A TripAdvisor review of Thermalbad notes, “It’s a lot of money to spend to watch couples basically all but have sex.” That seems off. I didn’t witness anything X-rated, and this place, unlike the one in Germany, was all clothed. Even the locker room had curtained “changing areas” for changing into bathing suits. The Swiss: as buttoned up as ever.

Elsewhere in Zurich, we went to a neighborhood gym/community center that offered a large indoor pool for swimming, plus a medium size thermal pool that offered a range of jets and suggested a rhythm to the water massage. Every minute or so a light would flash (like one of those rotating lights on the top of a cop car but adhered to the side wall) to indicate it was time to move to the next set of jets. With each move in jet, the pressure moved up the body, from hitting your legs at first and ending with your upper shoulders. The propulsion of the jets — the forcefulness with which the water hit you — was intense. I’ve never felt jets pulse water so hard. Nor have I seen such precise instructions offered about when it’s time to switch to the next jacuzzi jet. The Swiss: as punctual as ever.
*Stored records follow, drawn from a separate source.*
PR #3811, opened 2026-06-20
openstack/db: add Trove backup strategy APIs

stias:
For #3809

Split out from #3767.

code in this PR:

- Backup strategy routes:
  https://github.com/openstack/trove/blob/stable/2026.1/trove/common/api.py#L210-L223
- Backup strategy controller actions and request fields:
  https://github.com/openstack/trove/blob/stable/2026.1/trove/backup/service.py#L132-L182
- Backup strategy response fields:
  https://github.com/openstack/trove/blob/stable/2026.1/trove/backup/views.py#L60-L85

### DIFF
--- a/openstack/db/v1/backupstrategies/requests.go
+++ b/openstack/db/v1/backupstrategies/requests.go
@@ -1,0 +1,113 @@
+package backupstrategies
+
+import (
+	"context"
+
+	"github.com/gophercloud/gophercloud/v2"
+	"github.com/gophercloud/gophercloud/v2/pagination"
+)
+
+// ListOptsBuilder allows extensions to add additional parameters to the List
+// request.
+type ListOptsBuilder interface {
+	ToBackupStrategyListQuery() (string, error)
+}
+
+// ListOpts represents options for listing backup strategies.
+type ListOpts struct {
+	// Return the strategy for a particular database instance.
+	InstanceID string `q:"instance_id"`
+	// Return strategies for a particular project. Admin only.
+	ProjectID string `q:"project_id"`
+}
+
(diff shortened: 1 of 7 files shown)


openstack/db/v1/backupstrategies/requests.go
```diff
@@ -0,0 +1,113 @@
...
+}
+
+// Create creates a backup strategy.
+func Create(ctx context.Context, client *gophercloud.ServiceClient, opts CreateOptsBuilder) (r CreateResult) {
+	b, err := opts.ToBackupStrategyCreateMap()
+	if err != nil {
+		r.Err = err
+		return
+	}
+	resp, err := client.Post(ctx, baseURL(client), &b, &r.Body, &gophercloud.RequestOpts{OkCodes: []int{200}})
```
mandre, line 73: According to [the docs](https://docs.openstack.org/api-ref/database/#create-backup-strategy), we should expect a 202 on success.

openstack/db/v1/backupstrategies/requests.go
```diff
@@ -0,0 +1,113 @@
...
+
+// DeleteOptsBuilder allows extensions to add additional parameters to the
+// Delete request.
+type DeleteOptsBuilder interface {
+	ToBackupStrategyDeleteQuery() (string, error)
+}
+
+// DeleteOpts represents options for deleting backup strategies.
+type DeleteOpts struct {
+	// Delete the strategy for a particular database instance.
```
mandre, line 86: Perhaps we should call out that by default, it deletes _all_ strategies within a project if you don't specify an instance id?

PR #1904, opened 2022-03-30
Update Styling for Inline XO

mnicpt:
### Description
- Allow merchant to just supply custom styling and get custom button on top.
- Changes `inline` prop to `experience`.

image

### DIFF
--- a/src/constants/button.js
+++ b/src/constants/button.js
@@ -61,3 +61,7 @@ export const MENU_PLACEMENT = {
     ABOVE:   ('above' : 'above'),
     BELOW: ('below' : 'below')
 };
+
+export const EXPERIENCE = {
+    INLINE: ('inline' : 'inline')
+};
--- a/src/ui/buttons/button.jsx
+++ b/src/ui/buttons/button.jsx
@@ -45,7 +45,7 @@ type IndividualButtonProps = {|
 export function Button({ fundingSource, style, multiple, locale, env, fundingEligibility, i, nonce, flow, vault,
     userIDToken, personalization, onClick = noop, content, tagline, commit, experiment, instrument, experience } : IndividualButtonProps) : ElementNode {
 
-    const inline = experience === EXPERIENCE.INLINE;
+    const inlineExperience = experience === EXPERIENCE.INLINE;
     const fundingConfig = getFundingConfig()[fundingSource];
 
     if (!fundingConfig) {
@@ -131,7 +131,7 @@ export function Button({ fundingSource, style, multiple, locale, env, fundingEli
             personalization={ personalization }
             tagline={ tagline }
             content={ content }
-            custom={ inline ? custom : null }
+            custom={ inlineExperience ? custom : null }
             experiment={ experiment }
         />
     );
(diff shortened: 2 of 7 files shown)


src/constants/button.js
```diff
@@ -61,3 +61,7 @@ export const MENU_PLACEMENT = {
     ABOVE:   ('above' : 'above'),
     BELOW: ('below' : 'below')
 };
+
+export const EXPERIENCE = {
```
gregjopa, line 65: I like the new `EXPERIENCE` addition. It will scale with supporting more possible values in the future 💯

src/ui/buttons/button.jsx
```diff
@@ -39,12 +39,13 @@ type IndividualButtonProps = {|
...
     instrument : ?WalletInstrument,
-    inline? : boolean
+    experience? : string
 |};
 
 export function Button({ fundingSource, style, multiple, locale, env, fundingEligibility, i, nonce, flow, vault,
-    userIDToken, personalization, onClick = noop, content, tagline, commit, experiment, instrument, inline } : IndividualButtonProps) : ElementNode {
+    userIDToken, personalization, onClick = noop, content, tagline, commit, experiment, instrument, experience } : IndividualButtonProps) : ElementNode {
 
+    const inline = experience === EXPERIENCE.INLINE;
```
gregjopa, line 48: It would be nice to make this variable more descriptive.
```suggestion
    const isInlineExperience = experience === EXPERIENCE.INLINE;
```

src/ui/buttons/button.jsx
```diff
@@ -199,6 +200,7 @@ export function Button({ fundingSource, style, multiple, locale, env, fundingEli
         <div
             class={ [
                 CLASS.BUTTON_ROW,
+                inline && fundingSource === FUNDING.CARD ? CLASS.CUSTOM : '',
```
gregjopa, line 203:
```suggestion
                isInlineExperience && fundingSource === FUNDING.CARD ? CLASS.CUSTOM : '',
```

src/ui/buttons/buttons.jsx
```diff
@@ -121,6 +127,18 @@ export function Buttons(props : ButtonsProps) : ElementNode {
     );
 
     const { buttonDesignScript = '' } = getButtonDesign(personalization);
+    const index = (i) => {
+        if (!inline) {
```
gregjopa, line 131:
```suggestion
        if (!isInlineExperience) {
```

src/ui/buttons/styles/custom.js
```diff
@@ -10,11 +10,19 @@ export const customStyle = ({ custom } : {| custom? : CustomStyle |}) : string =
 
     const { css } = custom || {};
 
+    let heightStyle = '';
     let style = Object.keys(css).reduce((acc, key) => {
+        if (key === 'height') {
```
gregjopa, line 15: I'm not sure the exact custom styling requirements, but there may be some overlap with what's in SPB for the new card fields here: https://github.com/paypal/paypal-smart-payment-buttons/blob/ee31f1d4ee9bea646dcb21b5b7cf88fe4f8d974c/src/card/lib/card-utils.test.js#L372. Just wanted to mention it incase there's some logic we can copy/paste.

gregjopa (approved):
Looks good! I left a some non-blocking comments.

src/ui/buttons/button.jsx
mnicpt: Updating all suggestions with `inlineExperience`. Just think it reads better in an if-condition.

src/ui/buttons/styles/custom.js
mnicpt: Actually will be having the merchant enter in custom styling as they would in CSS with no conversion.

PR #1906, opened 2022-04-05
onComplete Callback

mnicpt:
### Description
Adds an `onComplete` callback for all supported components in cases where PayPal captures order and `onApprove` is not required.  This allows a combination of APM and branded FI's to have the appropriate callback to take next steps in the checkout flow.


remotevision (approved):
👍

In Istanbul, we went to the Cagaloglu hamam — a 300 year old facility. Not quite as tourist-famous as the hamam next to the Blue Mosque where we went 5 years ago but just as ornate on the inside. The male and female experiences differ here. As I reported five years ago during my first trip to Istanbul, men receive quite a beating. Your therapist slaps you around, pulls your arms in every which way, attempts light weight chiropractiory, and with no warning, dumps buckets of hot water over your head. It’s fun and worth it but anyone with tender shoulders or backs should beware. I told my therapist at one point to be more careful of my back, and he replied, “Relax.” It turned out that that was the only word in English he spoke. Women, reportedly, experience a much gentler set of scrubs. Unlike the hamam in Morocco, the Cagaloglu hamam in Istanbul does less loofa scrubbing. There’s not the stunning pile of dead skin at the end of it. But you’re still relaxed and alert.

All in all, there’s great sauna culture in Europe. Lots of relaxing fun. And I haven’t even to Finland yet… that’s going to be its own trip!